Il apparait difficile d’évoquer le passé du marais parler de son avenir. A ce titre, le syndicat mixte « Eaux et Vilaine » est en charge du dossier Natura 2000. Après les inventaires, les états des lieux, différents projets et programmes d’entretien du marais sont soutenus par cette entité, appuyés des collectivités territoriales.

De nombreux risques menacent l’équilibre écologique du marais, entre autres:

  • le risque de destructuration d’habitats avec la prolifération d’espèces végétales invasives ( l’élodée dense-Egeria densa, la jussie- Ludwigia grandiflora, le myriophylle- Myriophyllum aquaticum) ,

• les modifications des conditions hydrologiques de ces milieux par un assèchement prolongé,

• l’eutrophisation ( asphyxie du milieu aquatique dû à une accumulation excessive de nutriments dans l’eau),

• l’envasement,

• les traitements chimiques à proximité des points d’eau,

• l’entretien trop dense des cours d’eau et des douves qui entraineraient la disparition de la biodiversité de ces milieux,

• l’empierrement des chemins de marais modifiant les conditions de substrat et d’inondation.

A partir de ces risques et de l’état vulnérable du milieu, des objectifs ont été définis:

• soutenir et conforter les pratiques agricoles de fauche et de pâturage extensif,

• assurer l’entretien du réseau hydrographique en préservant la biodiversité,

• contrôler l’extension des espèces végétales envahissantes,

• faire respecter la réglementation existante sur l’eau et oeuvrer pour une meilleure qualité de l’eau,

• optimiser la gestion des niveaux d’eau,

• limiter l’érosion des berges,

• favoriser les techniques de lutte sélective contre les espèces envahissantes pour préserver les espèces autochtones.

A terme, l’enjeu est de:

• conserver les prairies sur l’ensemble du territoire du site,

• maintenir des chemins de terre en zones inondables,

• conserver un régime minimal des crues,

• préserver les plans d’eau et les mares,

• conserver la diversité des habitats aquatiques.

La gestion de l’eau représente une des préoccupations majeures.

Les agriculteurs sont demandeurs de niveaux d’eau bas a la sortie de l’hiver et surtout au début du printemps, afin de permettre la repousse de l’herbe.
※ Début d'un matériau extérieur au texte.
PR #5836, opened 2026-04-11
feat(server): add remote function public API

marcindobry:
Adds public /remote-function/compile, /remote-function/dryrun, and /remote-function/deploy endpoints with request validation, endpoint types, and E2B/local runtime clients for running Nango function code.
This intentionally keeps the broader agent-session/internal sandbox prompting APIs and UI work out of this PR.

N/A

- npm run ts-build
- npm run test:unit -- packages/server/lib/services/remote-function/compiler-client.unit.test.ts packages/server/lib/services/remote-function/shell.unit.test.ts
- npm run test:integration -- packages/server/lib/controllers/functions/remote-function.integration.test.ts

### DIFF
--- a/packages/server/lib/controllers/functions/compile/postCompile.ts
+++ b/packages/server/lib/controllers/functions/compile/postCompile.ts
@@ -49,7 +49,6 @@ export const postRemoteFunctionCompile = asyncWrapper<PostRemoteFunctionCompile>
     } catch (err) {
         sendStepError({
             res,
-            step: 'compilation',
             error: err,
             ...(err instanceof RemoteFunctionError ? {} : { status: 500 })
         });
--- a/packages/server/lib/controllers/functions/compile/postCompile.ts
+++ b/packages/server/lib/controllers/functions/compile/postCompile.ts
@@ -1,8 +1,8 @@
 import { configService } from '@nangohq/shared';
 import { requireEmptyQuery, zodErrorToHTTP } from '@nangohq/utils';
 
-import { CompilerError, invokeCompiler } from '../../../services/remote-function/compiler-client.js';
-import { sendStepError } from '../../../services/remote-function/helpers.js';
+import { invokeCompiler } from '../../../services/remote-function/compiler-client.js';
+import { RemoteFunctionError, sendStepError } from '../../../services/remote-function/helpers.js';
 import { asyncWrapper } from '../../../utils/asyncWrapper.js';
 import { remoteFunctionCompileBodySchema } from '../validation.js';
 
@@ -51,7 +51,7 @@ export const postRemoteFunctionCompile = asyncWrapper<PostRemoteFunctionCompile>
             res,
             step: 'compilation',
             error: err,
-            status: err instanceof CompilerError ? 400 : 500
+            ...(err instanceof RemoteFunctionError ? {} : { status: 500 })
         });
     }
 });
--- a/packages/server/lib/controllers/functions/compile/postCompile.ts
+++ b/packages/server/lib/controllers/functions/compile/postCompile.ts
@@ -1,0 +1,57 @@
+import { configService } from '@nangohq/shared';
+import { requireEmptyQuery, zodErrorToHTTP } from '@nangohq/utils';
+
+import { CompilerError, invokeCompiler } from '../../../services/remote-function/compiler-client.js';
+import { sendStepError } from '../../../services/remote-function/helpers.js';
+import { asyncWrapper } from '../../../utils/asyncWrapper.js';
+import { remoteFunctionCompileBodySchema } from '../validation.js';
+
+import type { PostRemoteFunctionCompile } from '@nangohq/types';
+
+export const postRemoteFunctionCompile = asyncWrapper<PostRemoteFunctionCompile>(async (req, res) => {
+    const emptyQuery = requireEmptyQuery(req);
+    if (emptyQuery) {
+        res.status(400).send({ error: { code: 'invalid_query_params', errors: zodErrorToHTTP(emptyQuery.error) } });
+        return;
+    }
+
+    const valBody = remoteFunctionCompileBodySchema.safeParse(req.body);
+    if (!valBody.success) {
+        res.status(400).send({ error: { code: 'invalid_body', errors: zodErrorToHTTP(valBody.error) } });
+        return;
+    }
+
+    const body = valBody.data;
+    const { environment } = res.locals;
+
+    const providerConfig = await configService.getProviderConfig(body.integration_id, environment.id);
+    if (!providerConfig) {
+        res.status(404).send({ error: { code: 'integration_not_found', message: `Integration '${body.integration_id}' was not found` } });
+        return;
+    }
+
+    try {
+        const result = await invokeCompiler({
+            integration_id: body.integration_id,
+            function_name: body.function_name,
+            function_type: body.function_type,
+            code: body.code
+        });
+
+        res.status(200).send({
+            integration_id: body.integration_id,
+            function_name: body.function_name,
+            function_type: body.function_type,
+            bundle_size_bytes: result.bundleSizeBytes,
+            bundled_js: result.bundledJs,
+            compiled_at: new Date().toISOString()
+        });
+    } catch (err) {
+        sendStepError({
+            res,
+            step: 'compilation',
+            error: err,
+            status: err instanceof CompilerError ? 400 : 500
+        });
+    }
+});
--- a/packages/server/lib/controllers/functions/deploy/postDeploy.ts
+++ b/packages/server/lib/controllers/functions/deploy/postDeploy.ts
@@ -1,0 +1,76 @@
+import db from '@nangohq/database';
+import { configService, getApiUrl, getSyncConfigRaw, secretService } from '@nangohq/shared';
+import { requireEmptyQuery, zodErrorToHTTP } from '@nangohq/utils';
+
+import { invokeDeploy } from '../../../services/remote-function/deploy-client.js';
+import { sendStepError } from '../../../services/remote-function/helpers.js';
+import { asyncWrapper } from '../../../utils/asyncWrapper.js';
+import { remoteFunctionDeployBodySchema } from '../validation.js';
+
+import type { PostRemoteFunctionDeploy } from '@nangohq/types';
+
+export const postRemoteFunctionDeploy = asyncWrapper<PostRemoteFunctionDeploy>(async (req, res) => {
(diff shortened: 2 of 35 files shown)


packages/server/lib/controllers/functions/deploy/postDeploy.ts
```diff
@@ -0,0 +1,76 @@
...
+    });
+    if (existingSyncConfig && (existingSyncConfig.is_public || existingSyncConfig.pre_built)) {
+        res.status(400).send({
+            error: {
+                code: 'invalid_request',
+                message: `Cannot overwrite pre-built function '${body.function_name}'`
+            }
+        });
+        return;
+    }
```
kaposke, line 48: I'd say it's now questionable wether we want to allow this or not

packages/server/lib/services/remote-function/helpers.ts
```diff
@@ -0,0 +1,43 @@
+import { stringifyError } from '@nangohq/utils';
+
+import type { FunctionErrorCode } from '@nangohq/types';
+import type { Response } from 'express';
+
+export type RemoteFunctionStep = 'compilation' | 'deployment' | 'lookup' | 'execution';
+
+export function sendStepError({ res, step: _step, error, status }: { res: Response; step: RemoteFunctionStep; error: unknown; status?: number }): void {
```
kaposke: Step is unused?

packages/server/lib/services/remote-function/helpers.ts
```diff
@@ -0,0 +1,43 @@
...
+        const status = typeof err['status'] === 'number' ? err['status'] : undefined;
+        return { message, ...(code ? { code } : {}), ...(payload !== undefined ? { payload } : {}), ...(status ? { status } : {}) };
+    }
+    return { message: sanitizeMessage(stringifyError(error)) };
+}
+
+function sanitizeMessage(message: string): string {
+    return message
+        .replace(/\/[^\s"']+\/[^\s"']*/g, '<path>')
+        .replace(/https?:\/\/(localhost|127\.0\.0\.1|10\.\d+\.\d+\.\d+|192\.168\.\d+\.\d+)(:\d+)?[^\s]*/g, '<internal-url>')
```
kaposke: Curious whats the case for this specific regex?

packages/server/lib/services/local/compiler-client.ts
```diff
@@ -0,0 +1,39 @@
+import { randomUUID } from 'node:crypto';
+
+import { execDockerFileAsync, getExecErrorOutput, readContainerFile, writeContainerFile } from './docker.js';
+import { CompilerError, buildIndexTs, getFilePaths } from '../remote-function/compiler-client.js';
+import { remoteFunctionLocalImage, remoteFunctionProjectPath } from '../remote-function/runtime.js';
+
+import type { CompileRequest, CompileResult } from '../remote-function/compiler-client.js';
+
+const compilerTimeoutMs = 3 * 60 * 1000;
```
kaposke: Maybe env var?

packages/server/lib/services/local/docker.ts
```diff
@@ -0,0 +1,47 @@
+import { execFile, spawn } from 'node:child_process';
+import path from 'node:path';
+import { promisify } from 'node:util';
+
+export const execDockerFileAsync = promisify(execFile);
```
kaposke: If it's just a promisified version of execFile, why is it "execDockerFile"

packages/server/lib/services/local/compiler-client.ts
```diff
@@ -0,0 +1,39 @@
...
+
+export async function invokeLocalCompiler(request: CompileRequest): Promise<CompileResult> {
+    const containerName = `nango-compiler-${randomUUID().slice(0, 8)}`;
+
+    try {
+        await execDockerFileAsync('docker', ['run', '-d', '--name', containerName, remoteFunctionLocalImage, 'sleep', '300'], { timeout: 10_000 });
```
kaposke: There might be a more deterministic way of waiting for completeness other than `sleep 300`?

kaposke: Not to important I guess since it's just for the local flow

packages/server/lib/services/remote-function/deploy-client.ts
```diff
@@ -0,0 +1,77 @@
...
+            const result = await sandbox.commands.run(command, {
+                cwd: remoteFunctionProjectPath,
+                timeoutMs: deployTimeoutMs,
+                envs
+            });
+            return { output: result.stdout };
+        } catch (err) {
+            if (err instanceof CommandExitError) {
+                return { output: err.stdout || err.stderr || JSON.stringify(err) };
+            }
```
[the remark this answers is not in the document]
kaposke: @marcindobry sounds like it is a problem?

packages/server/lib/controllers/functions/validation.ts
```diff
@@ -0,0 +1,30 @@
+import { z } from 'zod';
```
agusayerza, line 1: NIT: Each body could be on the endpoint file

packages/server/lib/routes.public.ts
```diff
@@ -228,6 +231,13 @@ publicAPI.route('/connect/session').get(connectSessionAuth, getConnectSession);
 publicAPI.route('/connect/session').delete(connectSessionAuth, deleteConnectSession);
 publicAPI.route('/connect/telemetry').post(connectSessionAuthBody, postConnectTelemetry);
 
+if (envs.NODE_ENV !== 'production') {
+    publicAPI.use('/remote-function', jsonContentTypeMiddleware);
+    publicAPI.route('/remote-function/compile').post(apiAuth, postRemoteFunctionCompile);
+    publicAPI.route('/remote-function/dryrun').post(apiAuth, postRemoteFunctionDryrun);
+    publicAPI.route('/remote-function/deploy').post(apiAuth, postRemoteFunctionDeploy);
+}
```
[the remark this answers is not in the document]
agusayerza: I think this is completely intentional, right?

packages/server/lib/services/remote-function/dryrun-client.ts
```diff
@@ -0,0 +1,105 @@
...
+    checkpoint?: Record<string, unknown>;
+    last_sync_date?: string;
+}
+
+export interface DryrunResult {
+    output: string;
+}
+
+const compileTimeoutMs = 3 * 60 * 1000;
+const dryrunTimeoutMs = 5 * 60 * 1000;
```
kaposke: Maybe env vars as well? Could become env vars when needed tbf

packages/server/lib/services/remote-function/helpers.ts
kaposke: What is the intended purpose of these? Might deserve a jsdoc

packages/server/lib/controllers/functions/compile/postCompile.ts
```diff
@@ -0,0 +1,57 @@
...
+            function_type: body.function_type,
+            code: body.code
+        });
+
+        res.status(200).send({
+            integration_id: body.integration_id,
+            function_name: body.function_name,
+            function_type: body.function_type,
+            bundle_size_bytes: result.bundleSizeBytes,
+            bundled_js: result.bundledJs,
```
agusayerza, line 46: Do we need to return the js? In practice, we are only using compile to check that it wouldn't fail, right?

packages/server/lib/routes.public.ts
```diff
@@ -228,6 +231,13 @@ publicAPI.route('/connect/session').get(connectSessionAuth, getConnectSession);
 publicAPI.route('/connect/session').delete(connectSessionAuth, deleteConnectSession);
 publicAPI.route('/connect/telemetry').post(connectSessionAuthBody, postConnectTelemetry);
 
+if (envs.NODE_ENV !== 'production') {
+    publicAPI.use('/remote-function', jsonContentTypeMiddleware);
+    publicAPI.route('/remote-function/compile').post(apiAuth, postRemoteFunctionCompile);
+    publicAPI.route('/remote-function/dryrun').post(apiAuth, postRemoteFunctionDryrun);
+    publicAPI.route('/remote-function/deploy').post(apiAuth, postRemoteFunctionDeploy);
```
agusayerza: Should we be stricter about rate-limiting these endpoints?

packages/server/lib/routes.public.ts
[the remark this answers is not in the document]
marcindobry: Yes

packages/server/lib/controllers/functions/compile/postCompile.ts
marcindobry: Then this wouldn't really be a compile step, but a type-check step. We can add into the skill that the response returns a bundledJs and the code that the agent executes to do call the API should filter this out to avoid polluting the context.

packages/server/lib/controllers/functions/deploy/postDeploy.ts
marcindobry: I'd keep it for now until we know agents can reliably ask whether to replace it or not.

packages/server/lib/services/local/compiler-client.ts
marcindobry: Honestly I thought the same but apparently this is pretty standard way of checking if a container is ready.

packages/server/lib/services/local/docker.ts
marcindobry: That's a question to Agustin's agent :D 

I guess because it's used in a docker.ts with 'docker' as the main argument 🤷

marcindobry: I'll change it so that it uses 'docker' as the first argument every time for it to make more sense

packages/server/lib/routes.public.ts
marcindobry: I guess if we run into sandbox cost issues we can make them tighter. For now I imagine it's just going to cause a documentation headache for exceptions like this.

packages/server/lib/services/remote-function/helpers.ts
marcindobry: It's replacing internal networking/filesystem data from error messages / stacktraces.

packages/server/lib/services/local/compiler-client.ts
marcindobry: I want to avoid adding speculative env vars for now given this is still basically a prototype that will change a lot.

agusayerza (approved):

En fin de printemps et en juillet, ils ont également besoin de prairies sèches pour récolter le foin ou pour le pâturage. Cette demande est particulièrement importante pour les agriculteurs qui exploitent les marais bas, facilement inondés en période de crue et également les premiers concernés par un rehaussement du plan d’eau de la Vilaine.

Il est donc impératif de trouver un compromis entre les agriculteurs qui exploitent les marais et la gestion des niveaux d’eau afin de leur permettre de récolter un foin de bonne qualité fourragère.
La gestion des niveaux d’eau et donc la gestion des prairies, ne peuvent être abordées sans prendre en compte l’entretien du réseau de douves qui permet un ressuyage des sols d’autant plus efficace qu’il est bien entretenu et donc une repousse de l’herbe d’autant plus rapide.
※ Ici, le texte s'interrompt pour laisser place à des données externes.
PR #5846, opened 2026-04-13
fix(providers): fix salesforce jwt to use authorization_url in connection config

hassan254-prog:

- Fix `salesforce-jwt` to use the `authorization_url` from the connection config. This allows users to provide their own authorization URL instead of being limited to `login.salesforce.com`.


hassan254-prog:
Checked the connections count in production, and it’s only one, from my test account.

TBonnin (approved):

PR #5852, opened 2026-04-14
fix(providers): update datadog application key regex pattern

hassan254-prog:

- update datadog application key regex pattern
- Migrate datadog docs to new location


packages/providers/providers.yaml
```diff
@@ -4791,28 +4772,29 @@ datadog:
...
             example: 'us5.datadoghq.com'
+            order: 1
             doc_section: '#step-1-finding-your-datadog-domain'
         applicationKey:
             type: string
             title: Application Key
-            description: The application key required for read data access
-            pattern: '^[a-f0-9]{40}$'
+            description: The application key required for read data access.
+            pattern: '^([a-f0-9]{40}|ddapp_[A-Za-z0-9]+)$'
```
TBonnin: can we be slightly more lenient so we don't have to update the pattern next time datadog decide to change the format?

TBonnin (approved):

packages/providers/providers.yaml
hassan254-prog: I agree, updated with the latest [commit](https://github.com/NangoHQ/nango/pull/5852/commits/45c7fbd7894adbed7c1fdd8ac36828c742bd1b32).

packages/providers/providers.yaml
```diff
@@ -4791,28 +4791,29 @@ datadog:
...
             example: 'us5.datadoghq.com'
+            order: 1
             doc_section: '#step-1-finding-your-datadog-domain'
         applicationKey:
             type: string
             title: Application Key
-            description: The application key required for read data access
-            pattern: '^[a-f0-9]{40}$'
+            description: The application key required for read data access.
+            pattern: '^[A-Za-z0-9_]+$'
```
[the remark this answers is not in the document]
hassan254-prog: Decided to make this more linnet to prevent such breaks from datadog.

Dans une démarche globale de reconquête des champs d’expansion des crues dans le bassin de la Vilaine, il semble inapproprié que de nouvelles peupleraies soient implantées sur le site. Les peupleraies contribuent également a appauvrir la biodiversité. La reconversion de ces milieux en prairies est donc également souhaitable.

Cet article met en évidence l’intérêt écologique exceptionnel du marais de Vilaine, confirmé par l‘inventaire réalisé en 2005, dans le cadre de Natura 2000. 

Cette richesse naturelle a malheureusement subi de fortes atteintes, aboutissant parfois à la disparition de certaines espèces, végétales ou animales.

Les dispositions préconisées pour rétablir l’équilibre naturel de ce milieu doivent toutes répondre à un même objectif: réhabiliter l’aspect fonctionnel du marais en particulier dans le domaine du vivant.